Effect of SDS on phage
The effect of sodium dodecyl sulphate (SDS) treatment on activity of phage was studied. It was found that both 1% and 0.1% concentrations of SDS completely inactivated the phage within 15 minutes at 37°C (Table 6, fig6). Pandey et al (2013) had also reported complete inactivation of phage within 15 minutes of SDS treatment.

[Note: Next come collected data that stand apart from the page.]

Issue #509, opened 2023-10-17
provide a mechanism to set celestia fees and gas


SuperFluffy:
We are using a constant celestia fee of `100_000` when submitting blobs. It's not clear what unit this is, nor how this value is obtained.

We should allow making this configurable in a first step, but better provide a mechanism to dynamically set it.

joroshiba:
#590 migrated to using celestia-node fee estimation instead of fixed pricing.

PR #590, opened 2023-11-17
fix(relayer): don't use fixed fee pricing

joroshiba:
## Summary
Updates the fee payments to use default pricing.

## Background
Where were spending .1 TIA for each blob, and it can/should be much cheaper.

## Changes
- removes the gas limit config for relayer
- relies on market pricing from node to write data to celestia

## Breaking Changes
Removed a config entry

## Testing
CI + Deployed against mocha network to test pricing


crates/astria-sequencer-relayer/src/relayer.rs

Effect of enzymes on phage activity
Effect of lysozyme
Lysozyme at a concentration of 20 mg/ml completely inactivated the phage within one hour (Table 7, fig 7). Pandey et al (2013) had also reported complete inactivation of their phage within 1 hour with lysozyme treatment.
Effect of RNase on phage
No detectable change was found on treatment of phage with RNase for 120 minutes (Table 8, fig 8). Morris et al (1973) had also reported no detectable effect on phage titre after RNase treatment for 90 min. Pandey et al (2013) had reported that phage remains almost stable up to 3 hours after treatment with RNase.